When I run the code I get an error from my own error handling where cudaGetErrorString(retval) is Uknown Error and its value is 30

If anyone has any idea why its not copying from the host to device please let me know.

Many Thanks,


Is this just a typo in your post? I don’t think you would be able to compile it but who knows…

Particle_drift* p_device_particle_drift = &device_particle_drift;

Particle_drift* p_device_particle_drift = &host_particle_drift;

//the same on the next lines

Hi PHamnett, You don’t say where you get the error return, so it’s hard to say where the problem is, which particular CUDA call of the many I see there is reporting rv=30. In general, I get rv=30 if I call a kernel with a bad pointer. After that, cuda calls like cudaMalloc go sour, still reporting that kernel error, probably because the threads are unresponsive. After kernel calls, check the error returned with cudaGetLastError. What I can tell from your code is that you have no guard for out of bounds array references in the kernel, so tid may go way pass the bounds of one of the arrays (x or p_x) and cause a segv.

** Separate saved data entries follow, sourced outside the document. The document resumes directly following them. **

PR #16, opened 2015-04-19
COL-83 - Upstart script

simong:
I added an upstart script that "daemonizes" collabosphere. It will keep respawning the node process when it crashes (up to 10 times per minute, it stops after that).

I also added an uncaughtException handler that will print the failure to the logs before exitting.

### DIFF
--- a/node_modules/col-core/lib/api.js
+++ b/node_modules/col-core/lib/api.js
@@ -34,6 +34,14 @@ var Server = require('./server');
  * @param  {Object}         callback.err        An error object, if any
  */
 var init = module.exports.init = function(callback) {
+  // All unexpected or uncaught errors will be caught and logged here. At this point we cannot
+  // guarantee that the system is functioning properly anymore so we kill the process. When running
+  // in production, the service script will automatically respawn the instance
+  process.on('uncaughtException', function(err) {
+    log.error({'err': err}, 'Uncaught exception was raised, restarting the process');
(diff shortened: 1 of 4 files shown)


nicolaasmatthijs:
Note that the test failures are caused by a 3rd party component upgrade and are fixed in one of my open PRs.

node_modules/col-core/lib/api.js
```diff
@@ -34,6 +34,14 @@ var Server = require('./server');
  * @param  {Object}         callback.err        An error object, if any
  */
 var init = module.exports.init = function(callback) {
+  // All unexpected or uncaught errors will be caught and logged here. At this point we cannot
+  // guarantee that the system is functioning properly anymore so we kill the process. When running
+  // in production, the service script will automatically respawn the instance
+  process.on('uncaughtException', function(err) {
```
nicolaasmatthijs: Do we have to exit the process here? In OAE, we did something like this:

```
// Set up application-level error handler
process.on('uncaughtException', function(err) {
    log().error({
        err : err
    }, 'An uncaught exception was raised to the application.');
});

// Handle the shutdown signal
process.on('SIGTERM', function() {
    Shutdown.shutdown(PRESHUTDOWN_DEFAULT_TIMEOUT_MILLIS, SHUTDOWN_GRACE_TIME_MILLIS);
});
```

PR #17, opened 2015-04-22
Do not use upstart script but rely on shell scripts and forever to daemonize collabosphere

simong:


deploy/K_collabosphere.sh
```diff
@@ -0,0 +1,9 @@
+#!/bin/sh
+#
+# The stop script for collabosphere. This needs to go into /home/app_collabosphere/init.d/
+
+# Change directory to where collabosphere should've been installed
+cd /home/app_collabosphere/collabosphere
```
nicolaasmatthijs: @simong : Can we do `~/...` instead of hardcoding `/home/app_collabosphere` ?

nicolaasmatthijs:
Looks good. Merged.

PR #18, opened 2015-05-01
COL-79: initial Selenium test for adding URL to asset library

pfarestveit:
https://jira.ets.berkeley.edu/jira/browse/COL-79

This is a first rspec test for adding URLs to the Asset Library.  The PR includes all the required test setup in Canvas (i.e., creating course site, adding test users and LTI tools), which will be reused in future tests.  The number of examples in the spec is minimal for now, though we should add tests for many permutations of URLs.

There are two issues outstanding:
* The YAML config file required by the WebDriverUtils
* A sample JSON file containing the test users data

For config, I defer to @nicolaasmatthijs.  Where to put the default file?  Should it be JSON instead?  And for the test data file, where should a sample live?

Finally, the code currently runs successfully on Firefox.  In order to play nicely with other browsers, it will require some future fine tuning.


selenium/logging.rb
```diff
@@ -0,0 +1,25 @@
+require 'logger'
```
nicolaasmatthijs: Can you give your files a license header ?

selenium/pages/asset_library_page.rb
```diff
@@ -0,0 +1,110 @@
+require_relative '../spec/spec_helper'
+
+class AssetLibraryPage
+
+  include PageObject
+  include Logging
+
+  # SEARCH
+  text_area(:search_input, :id => 'assetlibrary-list-search')
+  button(:advanced_search_button, :xpath => '//button[@title="Advanced search"]')
```
nicolaasmatthijs: Let me know if there are any elements that you'd like to see `id`s for

selenium/pages/asset_library_page.rb
```diff
@@ -0,0 +1,110 @@
...
+  elements(:category_title, :span, :xpath => '//span[@data-ng-bind="category.title"]')
+  elements(:edit_category_button, :button, :xpath => '//button[@title="Edit this category"]')
+  elements(:delete_category_button, :button, :xpath => '//button[@title="Delete this category"]')
+
+  # ASSETS
+  elements(:gallery_asset_link, :link, :xpath => '//li[@data-ng-repeat="asset in assets"]//a')
+  elements(:gallery_asset_title, :h3, :xpath => '//li[@data-ng-repeat="asset in assets"]//h3')
+  elements(:gallery_asset_owner_name, :element, :xpath => '//li[@data-ng-repeat="asset in assets"]//small')
+
+  def load_page(driver, url)
```
nicolaasmatthijs: I'd like us to maintain some basic documentation for each function (including documenting the parameters)

selenium/pages/asset_library_page.rb
```diff
@@ -0,0 +1,110 @@
...
+    navigate_to url
```
nicolaasmatthijs: Wouldn't it be better to keep map of page ids and page urls so not all function calls have to be adjusted when the page url is changed?

selenium/pages/asset_library_page.rb
```diff
@@ -0,0 +1,110 @@
...
+    wait_until(timeout=WebDriverUtils.page_load_wait) { driver.find_element(:id, 'tool_content') }
```
nicolaasmatthijs: Is this just a timeout after which it will check the existence of the element or will it wait for the element to become available? If there's a way to do the former approach, it would probably speed up the tests quite a bit.

selenium/pages/cal_net_page.rb
```diff
@@ -0,0 +1,20 @@
+require_relative '../spec/spec_helper'
+
+class CalNetPage
```
nicolaasmatthijs: Would be nice to see some documentation on what this is for

selenium/spec/asset_library_urls_spec.rb
```diff
@@ -0,0 +1,123 @@
...
+    @asset_library.delete_category(@driver, 1)
+  end
+
+  before(:example) do
+    @asset_library.load_page(@driver, @asset_library_url)
+    @asset_library.click_add_site_link
+  end
+
+  it 'allows the user to add a URL, title, category, and description to the asset library' do
+    @asset_library.enter_url_metadata('en.wikipedia.org', 'URL Title 1', 'Category 1', 'URL description')
```
nicolaasmatthijs: If this is an action that'll be taking place a lot, you might want to wrap these 2 functions into a "create_url" function that automatically generates some metadata and adds the link to the asset library

selenium/spec/asset_library_urls_spec.rb
```diff
@@ -0,0 +1,123 @@
...
+    @asset_library.click_add_url_button
+    @asset_library.wait_for_asset_in_gallery(@driver, 'URL Title 3')
+    expect(@asset_library.gallery_asset_owner_name_elements[0].text).to eql("by #{test_teacher['fullName']}")
+    @asset_library.click_asset_link 0
+    @asset_library.wait_for_asset_detail(@driver, 'URL Title 3')
+    # TODO: verify asset embedded URL once visible in the viewport
+  end
+
+  it 'allows the user to add a URL, title, and description to the asset library' do
+    @asset_library.enter_url_metadata('en.wikipedia.org', 'URL Title 4', nil, 'URL description')
```
nicolaasmatthijs: There's a lot of repetition between these functions, you might want to consolidate them

selenium/spec/asset_library_urls_spec.rb
```diff
@@ -0,0 +1,123 @@
...
+    @asset_library.missing_url_error_element.when_visible timeout=WebDriverUtils.page_update_wait
+    expect(@asset_library.url_title_input).to eql('URL Title 5')
+  end
+
+  it 'requires the user to enter a valid URL' do
+    @asset_library.enter_url_metadata('foo bar', 'URL Title 6', nil, nil)
+    @asset_library.click_add_url_button
+    @asset_library.bad_url_error_element.when_visible timeout=WebDriverUtils.page_update_wait
+    expect(@asset_library.url_input).to eql('http://foo bar')
+    expect(@asset_library.url_title_input).to eql('URL Title 6')
```
nicolaasmatthijs: Should this check the value of the validation message as well?

selenium/spec/asset_library_urls_spec.rb
```diff
@@ -0,0 +1,123 @@
...
+  it 'does not offer a default category' do
+    expect(@asset_library.url_category).to eql('Which assignment or topic is this related to')
+  end
+
+  it 'offers only non-deleted categories' do
+    expect(@asset_library.url_category_options).to eql(['Which assignment or topic is this related to', 'Category 1'])
+  end
+
+  it 'limits a description to X characters' do
+    # TODO: verify max character validation if max is enforced
```
nicolaasmatthijs: The description doesn't have a max

selenium/util/web_driver_utils.rb
```diff
@@ -0,0 +1,77 @@
...
+  def self.engagement_index_url
+    @config['lti_engagement_index_url']
+  end
+
+  def self.test_course_name(spec)
+    "#{spec.inspect.sub('RSpec::ExampleGroups::', '')}-#{Time.now.to_i.to_s}"
+  end
+
+  def self.load_test_users
+    test_users = File.join(ENV['HOME'], '/.collabosphere_selenium/testUsers.json')
```
nicolaasmatthijs: Should this be included in the selenium folder or should we have some documentation on the format of this file?

nicolaasmatthijs:
Finished review. Back to @pfarestveit for follow-up

selenium/logging.rb
pfarestveit: @nicolaasmatthijs , yep will do.

selenium/pages/asset_library_page.rb
pfarestveit: The timeout is the max time it will wait for the iframe to show up, after which it will throw an error (and fail a test).  I believe it's checking for the iframe every half second, so I don't think there's much more speed to be achieved.

selenium/spec/asset_library_urls_spec.rb
pfarestveit: @nicolaasmatthijs from a design perspective, I like to be as explicit as possible about workflows in the tests themselves ... and therefore conservative about combining operations on the page.  But I agree that this is a pretty good candidate for consolidation.

selenium/spec/asset_library_urls_spec.rb
pfarestveit: @nicolaasmatthijs it actually is verifying the message, since the message element is defined by its text.

selenium/util/web_driver_utils.rb
pfarestveit: @nicolaasmatthijs we shouldn't put our actual test users file in the code, but we should definitely include an example file.  I'll add one to the folder.

selenium/spec/asset_library_urls_spec.rb
pfarestveit: @nicolaasmatthijs yeah, i agree.

selenium/pages/asset_library_page.rb
nicolaasmatthijs: Cool, that's how I was hoping it would work.

pfarestveit:
@nicolaasmatthijs - revisions are done.  I'd like to hold off on consolidating some of the repetitive method calls in the spec for now, if that's OK.  I'd prefer to do the consolidation when I add new tests for the asset library, since I think the best means of combining them will be clearer when I've got a good picture of all the usage.

nicolaasmatthijs:
Left some final review. Back to @pfarestveit for follow-up

pfarestveit:
Revisions done, back to @nicolaasmatthijs

nicolaasmatthijs:
Looks good. Merged.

This can happen if you don’t set up the grid to overlay exactly the size of the arrays you set up. Also, if there is an error after the kernel, I always seem to have to do a cudaThreadExit to set things straight for successive calls to cuda. You have a bunch of cuda malloc’s and cpy’s. Hard to say if anything wrong there. Try adding in my memory debugging package ( If it helps, great. If not, oh well.